A commercial farmer and the former Member of the Parliament, Tharchen, said that there was poor coordination among Thimphu Thromde, agriculture ministry, distributors, and the Royal Bhutan Police. “This is the result of their poor coordination. Once delivered from the field, the extension officers should not accept the vegetables. The local governments should be involved.”

The ministry also needs to involve the stakeholders while fixing the price of the vegetables, another said.

The farmers said that wholesalers did not have licence but were still importing in billions, demotivating local producers. “We cannot compete with imported items since they are cheap and grown with the help of fertilisers within a month.”

“Local producers cannot penetrate the local market chain if the import is allowed,” a supplier said.

Another said that the authorities concerned were promoting imported items rather than encouraging local farmers. “While farmers can’t transport goods due to restrictions, imported items find ready market everywhere without a problem.”

Authorities should carry out proper study of the local production before importing, Galey Yangzom said. “Farmers also faced challenges in getting payments.”

The vendor from Gelephu who picked up 250kg of grade B potatoes refused to return the potatoes and also didn’t pay for it. “It is not the amount.

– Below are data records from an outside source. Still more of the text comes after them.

PR #1042, opened 2018-11-21
Twitch tags & after go live hook

blackxored:
I'm thinking I should probably split this PR. Submitting for comments regardless.

## `afterGoLive` hook 

Provide a hook that could be invoked by platform services,
after finishing going live. We're notified of live status
through signal handling, we chose to invoke such hook
directly if exists, as opposed to letting the client subscribe,
since there are many layers of indirection.

`startStreaming` and `toggleStreaming` now accept an optional
context, which is passed to the aforementioned `afterGoLive`
hook. This is necessary if the caller wants to use some data
that was passed prior to the stream starting (for example:
tags are passed through the `EditStreamInfo` component prior
to the stream being live, Twitch requires that the stream is
live in order to update tags, so we pass the tags before starting
and receive them on the hook).

## Twitch tags

* Fetch all Twitch tags (not quite, 100 since cursor pagination seems to be broken on their API).
* Update tags (requires re-auth, discussion required).

## Streams API

* Minimal support of the new Streams API, in support of tags.

Overall, this is very early. There's some UI for tags but it's pretty broke and by no means final.


app/components/windows/EditStreamInfo.vue.ts
```diff
@@ -107,6 +125,10 @@ export default class EditStreamInfo extends Vue {
       // If the stream info pre-fetch failed, we should try again now
       this.refreshStreamInfo();
     }
+
+    if (this.isTwitch) {
+      this.allTwitchTags = await this.twitchService.getAllTags();
```
gettinToasty: there's no need to inject the twitch service directly here, we can use the `getPlatformService` command to use it

app/services/platforms/twitch.ts
```diff
@@ -35,20 +49,26 @@ export class TwitchService extends Service implements IPlatformService {
...
     const headers = new Headers();
 
-    headers.append('Client-Id', this.clientId);
-    headers.append('Accept', 'application/vnd.twitchtv.v5+json');
-    headers.append('Content-Type', 'application/json');
-
-    if (authorized) headers.append('Authorization', `OAuth ${this.oauthToken}`);
+    Object.entries(this.getRawHeaders(authorized)).forEach(([key, value]) => {
+      headers.append(key, value);
+    });
```
gettinToasty: is there a reason you iterate over the raw headers here instead of just dropping them in the constructor?

app/services/platforms/twitch/pagination.ts
```diff
@@ -0,0 +1,3 @@
+export type TwitchPagination = {
+  cursor: string;
+};
```
gettinToasty: i'm not certain if this deserves it's own file, for interfaces if the main file gets crowded we typically split those out into a `{service}-api` file

app/services/platforms/twitch/streams.ts
```diff
@@ -0,0 +1,30 @@
...
+
+export type StreamsResponse = {
+  data: Array<Stream>;
+  pagination: TwitchPagination;
+};
+
+export const getUserStreams = (userId: string, headers: TwitchRequestHeaders) =>
+  ajax
+    .getJSON<StreamsResponse>(`https://api.twitch.tv/helix/streams?user_id=${userId}`, headers)
+    .map(response => response.data);
```
gettinToasty: same as above, i feel like this function could be in the class file (if not a part of the class) and the interfaces could go in an api file

app/services/platforms/twitch/tags.ts
```diff
@@ -0,0 +1,157 @@
...
+  };
+
+  return ajax
+    .put(
+      `https://api.twitch.tv/helix/tags/streams?broadcaster_id=${streamId}`,
+      JSON.stringify(params),
+      headers,
+    )
+    .toPromise();
+};
```
gettinToasty: we traditionally use the `fetch` api to handle our HTTP requests, and although i'm a personal fan of ajax it seems like an antipattern here

app/components/shared/inputs/TwitchTagsInput.vue.ts
```diff
@@ -0,0 +1,34 @@
...
+    return prepareOptions(
+      this.i18nService.state.locale || this.i18nService.getFallbackLocale(),
+      this.tags,
+    );
+  }
+
+  onInput() {
+    this.$emit('input', this.value);
+  }
+}
```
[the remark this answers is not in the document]
blackxored: I believe `prepareOptions` and taking `tags` as prop make it kind of specific, but open to suggestions. Not sure if we'd be abstracting too early, specially since the UI state is not good at the moment.

app/components/windows/EditStreamInfo.vue.ts
blackxored: We need to typecast if we do it that way. Is this what we want?

app/services/platforms/twitch/pagination.ts
blackxored: We will do pagination code here, seemly unrelated to anything else but tags, once we receive feedback from Twitch on their API.

app/services/platforms/twitch/tags.ts
blackxored: The rest of this file uses Rx, and we need that since we're going to be doing recursive requests. This particular case is for consistency. We also have proper error handling (as opposed to `fetch`) when a status code is error or JSON parsing fails, for free.
We might also move the delay here if it turns out there's no way we can invoke `updateTags` reliably without one, we'll need Rx here too. Hopefully makes sense?

app/components/shared/inputs/TwitchTagsInput.vue.ts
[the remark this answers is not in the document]
gettinToasty: it could just be something like `TaggableInput`, i just bring it up because facebook and other platforms have tags we may want to implement as well

app/services/platforms/twitch/pagination.ts
gettinToasty: ohhh ok i didn't realize this was still WIP when commenting

app/services/platforms/twitch/streams.ts
blackxored: Would love to hear your thoughts on this, if we do add it to the same file then we're likely adding it after the class and then we'll have "use before define" warnings. Above the class would pollute it. 
As for the types in an API file, isn't that the same that having a separate file as is now (I couldn't find any, apologies if there's is one).

app/services/platforms/twitch.ts
blackxored: `TwitchHeaders` isn't compatible with `HeadersInit`, nor does it seem to like if we cast. We'd have to do something like
```javascript
return new Headers({ ...this.getRawHeaders(authorized) })
```
which might actually not be that bad. Up to you.

app/components/shared/inputs/TwitchTagsInput.vue.ts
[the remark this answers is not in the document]
blackxored: I think this is still too coupled to Twitch. `prepareOptions` is Twitch specific, and so are the types used in the component. In addition, the way that tags work on Twitch (e.g you can't add a new one, thus that specific placeholder) is engraved in here. So is the fact that it doesn't have search (for now), while the other platforms might. I don't think in it's current state this would be reusable at all. But I'm definitely happy to generalize once we're confident with it (at this moment I am not).

app/components/shared/inputs/TwitchTagsInput.vue.ts
```diff
@@ -0,0 +1,34 @@
+import Vue from 'vue';
```
blackxored: Just a test

app/components/shared/inputs/TwitchTagsInput.vue
```diff
@@ -0,0 +1,113 @@
+<template>
```
blackxored: Just testing

app/services/platforms/twitch/pagination.ts
blackxored: After taking a closer look at this, it doesn't seem like we're gonna be able to decouple pagination enough to not tie it to the specific resource, so I'm having second thoughts about having this file as well.

app/services/platforms/twitch/tags.ts
```diff
@@ -0,0 +1,151 @@
...
+
+const byName = contramap((tag: TwitchTagWithLabel) => tag.name, ordString);
+const sortByName = sortBy1(byName, []);
+
+export const prepareOptions = (
+  locale: string,
+  tags: TwitchTag[] | undefined,
+): TwitchTagWithLabel[] =>
+  fromNullable(tags)
+    .map(
```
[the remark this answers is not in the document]
blackxored: This code is most likely gonna have to change, please ignore for now. In any case, I believe there are readability benefits as having functions in their own line, similar to how Promises `then` call works, which is also composition (in a way).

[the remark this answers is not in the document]
andycreeth: I'm like 99% sure this error message is coming from ts-lint.

app/services/platforms/twitch/tags.ts
```diff
@@ -0,0 +1,151 @@
...
+    );
+
+/**
+ * Fetch all available tags that Twitch provides that are not
+ * automatically generated. This will use the provided pagination
+ * to request the whole dataset of tags.
+ *
+ * @param headers Headers including OAuth Token and App ID
+ */
+export const getAllTags = (headers: TwitchRequestHeaders): Promise<TwitchTag[]> =>
```
holiber: We use `function` declarations instead of `const`. In addition to being more consistent with the current codebase, it's a more flexible way in some cases. For example, when you declare the function with `function`  keyword you don't have to care about the order of declaration.

app/components/shared/inputs/TwitchTagsInput.vue.ts
```diff
@@ -0,0 +1,55 @@
...
+import { Component, Prop } from 'vue-property-decorator';
+import VSelectPage from 'v-selectpage';
+import { Inject } from 'util/injector';
+import { $t, I18nService } from 'services/i18n';
+import { prepareOptions, TwitchTag, TwitchTagWithLabel } from 'services/platforms/twitch/tags';
+
+Vue.use(VSelectPage);
+
+@Component({})
+export default class TwitchTagsInput extends Vue {
```
holiber: Components inside `shared/inputs` must be consistent with other components.  It must extend `BaseInput` and have all props beside `value` in the `metadata` property. For example, you can take a look on `TextInput`.

holiber: If you don't want your component to be consistent with other Inputs please rename it to something like `TwitchTagsEditor` and place outside the `shared/inputs` folder

app/components/shared/inputs/TwitchTagsInput.vue.ts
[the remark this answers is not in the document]
holiber: That is sad I can't reuse this component for other purposes but I have it in the `shared` folder. If it's a very specific component for `Twitch` can you split it into 2 components - `TagsInput` and `TwitchTagsInput`

app/components/windows/EditStreamInfo.vue.ts
```diff
@@ -13,21 +13,25 @@ import { StreamingService } from 'services/streaming';
...
 @Component({
   components: {
     ModalLayout,
     HFormGroup,
     BoolInput,
     ListInput,
+    TwitchTagsInput,
   },
 })
 export default class EditStreamInfo extends Vue {
```
holiber: I feel like this component needs tests now... I don't mean in this PR

app/services/platforms/twitch/tags.ts
blackxored: Hmm, do we have a strong argument against using arrow functions for this? I think not having to care about the order of declaration is actually a detriment and not a benefit, we also don't have `arguments` which is also a source of confusion sometimes. As for better stack traces, I don't believe that's true anymore, JS engines do support this case, you can check with `function.name`.

app/services/platforms/twitch.ts
```diff
@@ -35,14 +53,27 @@ export class TwitchService extends Service implements IPlatformService {
...
+      'Content-Type': 'application/json',
+    };
 
-    headers.append('Client-Id', this.clientId);
-    headers.append('Accept', 'application/vnd.twitchtv.v5+json');
-    headers.append('Content-Type', 'application/json');
+    return authorized
+      ? {
+          ...map,
+          Authorization: `${isNewApi ? 'Bearer' : 'OAuth'} ${this.oauthToken}`,
```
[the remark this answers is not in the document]
blackxored: Yeah, check this: https://dev.twitch.tv/docs/authentication/#sending-user-access-and-app-access-tokens

app/services/platforms/twitch/tags.ts
```diff
@@ -0,0 +1,151 @@
...
+  data: TwitchTag[];
+  pagination: TwitchPagination;
+};
+
+export interface TwitchRequestHeaders {
+  Accept: 'application/vnd.twitchtv.v5+json';
+  Authorization?: string;
+  'Client-Id': string;
+  'Content-Type': 'application/json';
+}
```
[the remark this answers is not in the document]
blackxored: Extracted out.

app/components/shared/inputs/TwitchTagsInput.vue.ts
blackxored: Work on this, including extracting/generalizing components is now on a separate branch. I don't think we should include on this one.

If they can be like this to literate farmers like us, I can imagine what must be going on with the farmers who can’t read and write.”

She said farmers faced such challenges but the problems came into the fore recently when the educated took up farming. She did not get any support from officials at the dzongkhag or in the gewog.


How can things be done differently?

Galey Yangzom said that the dzongkhag agriculture officers (DAOs) and extension officers need to keep in touch with the farmers, advise farmers about post-harvest, and link marketing. “Any policies made should be in consultation with the farmers from all dzongkhags. This is because what is decided within the four walls of their office does not work in the field.”

According to her, issues like the shortage of vegetables in the urban areas, consumer complaints about hiked prices, and farmers’ challenges with marketing could be solved through coordination and policy communication.

DAOs, she said, should have quarterly meetings and report to the headquarters. “I feel there is no communication between the farmers, extension officers, DAOs and the headquarters.”

To reduce damage, farmers said having storage and transport facilities for vegetables grown in far-flung areas like Zhemgang would help.

Agriculture Secretary Rinzin Dorji said that there were few problems related to transportation and distribution of vegetables. “The farmers should get in touch with extension officers and DAOs.”

He said that there was a dzongkhag-to-dzongkhag connection to facilitate transportation and officers were assigned to support marketing.

Meanwhile, the traffic superintendent of Thimphu, Namgay, said that for vehicle permits, the vegetable suppliers should route through Thimphu Thromde and Thimphu Dzongkhag after undergoing necessary Covid-19 protocols like testing.

“The thromde and the dzongkhag will identify the suppliers and delivery vehicles based on the vegetable demand in different zones. Accordingly, they should be tested and the permits will be issued upon meeting the requirements.”